— Тысяча чертей, где же завтрак!!! — заорал разочарованный Дэвид Эдвин Ли, сидя уже целых полминуты за девственным обеденным столом, — Дарья, это подрыв устоев! Ты хочешь уморить меня голодом? Это заговор!
— Сейчас, батюшка, сейчас, — прокашлялась кухонная душа, — Опять невесть чего творится. Наши-то басурману войну объявили, так все ни свет ни заря поехали. До обеда, сказывали, никак невозможно вернуться, даже на второй завтрак. Жестоко, видать, воюют.

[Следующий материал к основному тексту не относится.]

PR #3854, opened 2023-05-24
feat: maintenance mode disables scheduler

kwasniew:
## About the changes

Closes #

### DIFF
--- a/src/lib/server-impl.ts
+++ b/src/lib/server-impl.ts
@@ -43,7 +43,7 @@ async function createApp(
     const db = createDb(config);
     const stores = createStores(config, db);
     const services = createServices(stores, config, db);
-    scheduleServices(services);
+    await scheduleServices(services);
 
     const metricsMonitor = createMetricsMonitor();
     const unleashSession = sessionDb(config, db);
--- a/src/lib/services/index.ts
+++ b/src/lib/services/index.ts
@@ -60,7 +60,9 @@ import ConfigurationRevisionService from '../features/feature-toggle/configurati
 import { createFeatureToggleService } from '../features';
 
 // TODO: will be moved to scheduler feature directory
-export const scheduleServices = (services: IUnleashServices): void => {
+export const scheduleServices = async (
+    services: IUnleashServices,
+): Promise<void> => {
     const {
         schedulerService,
         apiTokenService,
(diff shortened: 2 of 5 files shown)


src/lib/services/maintenance-service.ts
```diff
@@ -17,19 +18,23 @@ export default class MaintenanceService {
...
+    private schedulerService: SchedulerService;
+
     constructor(
         {
             patStore,
             eventStore,
         }: Pick<IUnleashStores, 'patStore' | 'eventStore'>,
         config: IUnleashConfig,
         settingService: SettingService,
+        schedulerService: SchedulerService,
```
kwasniew, line 30: new explicit dependency so that maintenance mode can affect the scheduler

src/lib/services/maintenance-service.ts
```diff
@@ -51,6 +56,11 @@ export default class MaintenanceService {
         setting: MaintenanceSchema,
         user: string,
     ): Promise<void> {
+        if (setting.enabled) {
```
kwasniew, line 59: this is the core of the logic for the runtime behavior

src/lib/services/index.ts
```diff
@@ -69,8 +71,13 @@ export const scheduleServices = (services: IUnleashServices): void => {
         projectService,
         projectHealthService,
         configurationRevisionService,
+        maintenanceService,
     } = services;
 
+    if (await maintenanceService.isMaintenanceMode()) {
```
kwasniew, line 77: this is the core of the logic for the startup behavior

src/lib/server-impl.ts
```diff
@@ -43,7 +43,7 @@ async function createApp(
     const db = createDb(config);
     const stores = createStores(config, db);
     const services = createServices(stores, config, db);
-    scheduleServices(services);
+    await scheduleServices(services);
```
kwasniew, line 46: waiting on maintenance mode telling us if it's on/off

src/lib/services/scheduler-service.ts
```diff
@@ -1,12 +1,17 @@
 import { Logger, LogProvider } from '../logger';
 
+export type SchedulerMode = 'active' | 'paused';
```
kwasniew, line 3: scheduler can be in paused mode now

sjaanus (approved):
LG

PR #3855, opened 2023-05-24
fix: profile should wait for loaded state before rendering

nunogois:
Small change that makes it so that the profile page waits for the loaded state before rendering.

E.g. Before this, there was a flash of the "change password" tab being visible for a very short time before the auth settings loaded.


gardleopard (approved):
LGTM

gardleopard (approved):
LGTM

PR #3880, opened 2023-05-27
security: Reject multiple successive slashes in path

chriswk:


src/test/e2e/api/auth/leading-slashes-are-stripped.e2e.test.ts
```diff
@@ -0,0 +1,59 @@
...
+        environment: 'default',
+        projects: ['default'],
+        tokenName: 'test',
+        type: ApiTokenType.CLIENT,
+    });
+    await app.request
+        .get('/api/client/features')
+        .set('Authorization', token.secret)
+        .expect(200);
+});
```
chriswk, line 59: I know we're testing this already, so this test could probably be removed.

ivarconr (approved):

Так накрывать?
Ободряюще загремели кастрюли, и Дэвид сменил гнев на милость.
— Накрывай, да поживее. У меня уже живот к позвоночнику стал присыхать. У-у, как под ложечкой сосет!
На столе появилась скатерть, вышитая оранжевыми петухами по синей парче, на скатерти нарисовалась хлебница в виде серебряного лукошка, распространяя дразнящий кислый аромат свежеиспеченного ржаного хлеба, большая тарелка севрюжьей ухи, стопка блинов на одном блюде и икра к ним на двух других: красная и черная. Дэвид Эдвин Ли зачерпнул большой деревянной ложкой сначала красной, затем черной и распределил их по верхнему блину. Свернув затем блин трубочкой, он недоуменно огляделся. Перед ним возникла объемистая рюмка водки, Дэв удовлетворенно кивнул, любовно оглядел стол, крякнул, выцедил водку и замахал рукой возле сложенного буквой «О» рта.
— Ух, хорошо! — сдавленным голосом похвалил он все вместе и закусил блином.
— На здоровье, государь мой, на здоровье, батюшка, — ответила Дарья, гремя на кухне посудой.
— Так ты говоришь, война? — поинтересовался он, приступая к ухе и поглядывая в сторону вновь полной рюмки, — Куда поехали — близко или далеко?
— Далеко, на Ахаю какую-то. Небось, там все как есть нерусские.
— Дикое, видать, место, — подвел итог Дэвид, решительно беря ложку намазывать новый блин и многозначительно подмигивая рюмке.
Только железная сила воли удерживала гениального изобретателя от того, чтобы нализаться до чертиков и, прихватив балалайку работы известного мастера Страдивари, пойти по бабам. Причина скверного настроения Дэвида была двояка: с одной стороны, вчера во время балета Посол Соединенных Штатов Америки передал ему письмо от родителей, в котором они требовали вернуться домой, в особнячок на Мэйнстрит города Парижа, что в штате Иллинойс. С другой же стороны, он соскучился по нормальному Френдхаузу, с Эн Ди, по которому скачет его дрессированная девочка Мартышка Ло-Рарараа.
Конечно, в доме никогда не становилось совсем тихо, — кашлял и бормотал что-то конюшенный чертознай Тритон Панкратыч, негромко препираясь на иврите шелестели в библиотеке литературой Роза Моисеевна и Соломон Абрамыч, библиотекарские души, разбирая свежие поступления, да и Дарья почти подать рукой готовила ему второе и заодно разговаривала. Сейчас она излагала свою точку зрения на войну.
— …Раньше — то, государь мой, небось и не думали, что такие войны могут быть: поели, повоевали до обеда, пообедали, передохнули с полчаса и снова воевать до ужина. Немец-то и то так не воюет, чтобы кушать да спать дома. Слава Богу, до смерти не убивают, а коль даже и убьют, то ненадолго. Не то, что в империалистическую либо в отечественную, сколь тогда перемерло!
— Это сколько ж тебе было-то тогда, в августе четырнадцатого? — спросил Дэв, приканчивая уху.
— Шестнадцатый исполнился, а через три денька мобилизацию объявили. Моего Васю и забрали против немца. Только три дня мы и жили — то. А Васю убили через год, он у генерала Брусилова служил. Уж я плакала тогда, плакала… А все не верила. Думала — может, обознались, может где живой он. Ждала все, с места не решалась уехать. Уехала уж когда в отечественную снова немец пошел — больно страшно было. После того по селам совсем мало мужика оказалось, так и прожила я свой век незамужней вдовой.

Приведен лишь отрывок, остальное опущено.